= YOUR ASSIGNMENT =
In the listing below, count every line that contains "opened". Give nothing but the number.

= GIVEN ENTRIES =
PR #4142, opened 2022-06-23
Fix bug where EbsVolumeIopsValidator compared NoneType with Int

hanwen-pcluste:
This bug came from https://github.com/aws/aws-parallelcluster/commit/fbb995d4221b56b62cb8d7edd5ffa91ee643f002, where the default of root volume size was removed to respect the size of AMIs.

Therefore, EbsVolumeIopsValidator could receive None as the `volume_size`, causing the bad comparison.

This commit moves two relevant validators from base class `Ebs` to other places: `ShareEbs` (to validate shared EBS), `BaseClusterConfig` (to validate head node root volume), `CommonSchedulerClusterConfig` (to validate compute nodes root volume).

This commit also improves RootVolumeSizeValidator to use `ami_volume_size` instead of `ami_id` because `ami_volume_size` is shared with multiple validators.

### References
* Issue introduced with: https://github.com/aws/aws-parallelcluster/pull/4134

### Checklist


cli/tests/pcluster/validators/test_ebs_validators.py
```diff
@@ -94,30 +94,24 @@ def test_ebs_volume_iops_validators(volume_type, volume_size, volume_iops, expec
         ("standard", 15, None),
         ("standard", 0, "The size of standard volumes must be at least 1 GiB"),
         ("standard", 1025, "The size of standard volumes can not exceed 1024 GiB"),
-        ("standard", None, None),
```
hanwen-pcluste, line 97: These were added in the previous PR. Now, the input parameter of the validator cannot be None, therefore I removed these tests

chenwany (approved):

PR #4153, opened 2022-06-30
[PCluster Configure] Add integration tests for enabling EFA through the pcluster configure wizard

EddyMM:
### Description of changes
* The `pcluster configure` command now includes prompts to enable EFA for supported instance-types
* These tests check to confirm if the wizard is able to generate the expected configuration file as well as successfully create a cluster with the same configuration

### Tests
* User is prompted to enable EFA for supported instance-type
* User is prompted to either provide an existing PlacementGroup or let PCluster create one for them
* A configuration file with expected properties is generated
* The configuration file can be used to successfully create a cluster

Result | Test | Duration | 
-- | -- | -- |
Passed | configure/test_pcluster_configure.py::test_efa_and_placement_group[us-east-1-c5n.9xlarge-alinux2-slurm-n-efa_config2-none] | 464.64 |  
Passed | configure/test_pcluster_configure.py::test_efa_and_placement_group[us-east-1-c5n.9xlarge-alinux2-slurm-y-efa_config0-default] | 492.55 |  
Passed | configure/test_pcluster_configure.py::test_efa_and_placement_group[us-east-1-c5n.9xlarge-alinux2-slurm-y-efa_config1-custom] | 466.77

### References
* [Prompt user to enable EFA for supported instance-types when using the pcluster configure wizard](https://github.com/aws/aws-parallelcluster/pull/4118)
* [ParallelCluster EFA](https://docs.aws.amazon.com/parallelcluster/latest/ug/efa.html)

### Checklist

### DIFF
--- a/tests/integration-tests/configs/common/common.yaml
+++ b/tests/integration-tests/configs/common/common.yaml
@@ -110,6 +110,19 @@ configure:
         - regions: ["eu-north-1"] # must be regions that do not have t2.micro
           oss: ["centos7"]
           schedulers: ["slurm"]
+  test_pcluster_configure.py::test_efa_and_placement_group:
+    dimensions:
+      - regions: ["us-east-1"]
+        instances: {{ common.INSTANCES_EFA_SUPPORTED_X86 }}
+        oss: ["alinux2"]
+        schedulers: ["slurm"]
+  test_pcluster_configure.py::test_efa_unsupported:
+    dimensions:
+      - regions: ["us-east-1"]
+        instances: {{ common.INSTANCES_EFA_UNSUPPORTED_X86 }}
+        oss: ["alinux2"]
+        schedulers: ["slurm"]
+
 create:
   test_create.py::test_create_wrong_os:
     dimensions:
--- a/tests/integration-tests/conftest.py
+++ b/tests/integration-tests/conftest.py
@@ -51,6 +51,7 @@ from jinja2 import Environment, FileSystemLoader
 from network_template_builder import Gateways, NetworkTemplateBuilder, SubnetConfig, VPCConfig
 from retrying import retry
 from troposphere import Ref, Template, ec2
+from troposphere.ec2 import PlacementGroup
 from troposphere.fsx import FileSystem, StorageVirtualMachine, Volume, VolumeOntapConfiguration
 from utils import (
     InstanceTypesData,
@@ -1244,6 +1245,25 @@ def network_interfaces_count(request, instance, region):
         network_interfaces_count = get_network_interfaces_count(instance, region)
         request.config.cache.set(f"{instance}/network_interfaces_count", network_interfaces_count)
     return network_interfaces_count
+
+
+@pytest.fixture(scope="class")
+def placement_group_stack(cfn_stacks_factory, request, region):
+    """Placement group stack contains a placement group."""
+    placement_group_template = Template()
+    placement_group_template.set_version()
+    placement_group_template.set_description("Placement group stack created for testing existing placement group")
+    placement_group_template.add_resource(PlacementGroup("PlacementGroup", Strategy="cluster"))
+    stack = CfnStack(
+        name=generate_stack_name("integ-tests-placement-group", request.config.getoption("stackname_suffix")),
+        region=region,
+        template=placement_group_template.to_json(),
+    )
+    cfn_stacks_factory.create_stack(stack)
+
+    yield stack
+
+    cfn_stacks_factory.delete_stack(stack.name, region)
 
 
 @pytest.fixture()
--- a/tests/integration-tests/tests/configure/test_pcluster_configure.py
+++ b/tests/integration-tests/tests/configure/test_pcluster_configure.py
@@ -19,6 +19,34 @@ import yaml
 from assertpy import assert_that
 from conftest import inject_additional_config_settings
 
+PROMPTS = {
+    "region": lambda region: {"prompt": r"AWS Region ID \[.*\]: ", "response": region},
+    "key_pair": lambda key_name: {"prompt": r"EC2 Key Pair Name \[.*\]: ", "response": key_name},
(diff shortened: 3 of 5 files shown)


tests/integration-tests/tests/configure/test_pcluster_configure.py
```diff
@@ -19,23 +19,48 @@
...
+        "response": f"{n}",
+        "skip_for_batch": True,
+    },
+    "compute_instance_type": lambda resource, queue_name, instance: {
+        "prompt": rf"Compute instance type for compute resource {resource} in {queue_name} \[t.\.micro\]: ",
+        "response": instance,
+        "skip_for_batch": True,
+    },
+    "enable_efa": lambda response: {
+        "prompt": r"Enable EFA on compute instances \(EFA\) \(y/n\) \[y\]:",
```
gmarciani: Why do we need the ending `(EFA)` in the prompt? It sounds redundant.

tests/integration-tests/tests/configure/test_pcluster_configure.py
```diff
@@ -96,27 +117,149 @@ def test_region_without_t2micro(vpc_stack, pcluster_config_reader, key_name, reg
...
-        vpc_stack.cfn_outputs["VpcId"],
+        region,
         vpc_stack.cfn_outputs["PublicSubnetId"],
         vpc_stack.cfn_outputs["PrivateSubnetId"],
+        config_path,
     )
+
+
+@pytest.mark.parametrize(
+    "efa_response, efa_config, placement_group_response_type",
```
gmarciani, line 124: What do you mean with `*_response`?

tests/integration-tests/conftest.py
```diff
@@ -1246,6 +1247,25 @@ def network_interfaces_count(request, instance, region):
     return network_interfaces_count
 
 
+@pytest.fixture(scope="class")
+def placement_group_stack(cfn_stacks_factory, request, region):
```
gmarciani, line 1251: What is the benefit of moving this function from `tests/integration-tests/tests/networking/test_placement_group.py`?

tests/integration-tests/configs/common/common.yaml
```diff
@@ -110,6 +110,13 @@ configure:
         - regions: ["eu-north-1"] # must be regions that do not have t2.micro
           oss: ["centos7"]
           schedulers: ["slurm"]
+  test_pcluster_configure.py::test_efa_and_placement_group:
+    dimensions:
+      - regions: ["us-east-1"]
+        instances: {{ common.INSTANCES_EFA_SUPPORT_X86 }}
```
gmarciani: Shouldn't we test both the case of instances supporting EFA and instances not supporting it?

tests/integration-tests/tests/configure/test_pcluster_configure.py
```diff
@@ -96,27 +117,149 @@ def test_region_without_t2micro(vpc_stack, pcluster_config_reader, key_name, reg
     In other words, t3.micro is retrieved when the region does not contain t2.micro
     """
     config_path = test_datadir / "config.yaml"
-    stages = orchestrate_pcluster_configure_stages(
-        region,
+    region_without_t2micro_prompts = (
```
gmarciani, line 104: Wy do we need to test region with absence of t2.micro?

tests/integration-tests/tests/configure/test_pcluster_configure.py
```diff
@@ -19,23 +19,48 @@
 from assertpy import assert_that
 from conftest import inject_additional_config_settings
 
+prompts = {
```
gmarciani: Since this is a constant, what about naming with uppercase?

tests/integration-tests/tests/configure/test_pcluster_configure.py
EddyMM: This will be re-worded. For now I'll update it to use a regex that matches both the current and updated wording.

tests/integration-tests/conftest.py
EddyMM: To make the stack available for other tests.
In this case the `pcluster configure` test needs to use a placement group that already exists.

tests/integration-tests/configs/common/common.yaml
EddyMM: All the other pcluster configure tests use instance types that don't support EFA so I figured we could save some time and resources by skipping this. I could add the test in order to be thorough though.

tests/integration-tests/tests/configure/test_pcluster_configure.py
EddyMM: This is from a test that was already part of the suite. I only refactored it.
The test is meant to confirm that the default instance-type is retrieved dynamically. E.g. For regions that don't have `t2.micro`, the default instance-type is `t3.micro`.

tests/integration-tests/tests/configure/test_pcluster_configure.py
EddyMM: The response to the EFA prompt. Using something like `efa_enabled` would be confusing since one would expect a boolean. In this case however we're anticipating a "y" or "n". Hence the choice to use `efa_response`

gmarciani: Got it: you mean the end.user response to the configure prompt

tests/integration-tests/configs/common/common.yaml
gmarciani: Having other tests use non-EFA instances is enough as long as they verify that the user is not prompted with EFA related questions.

tests/integration-tests/tests/configure/test_pcluster_configure.py
gmarciani: Got it thanks.

gmarciani (approved):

= RESULT FOR THIS EXERCISE =
2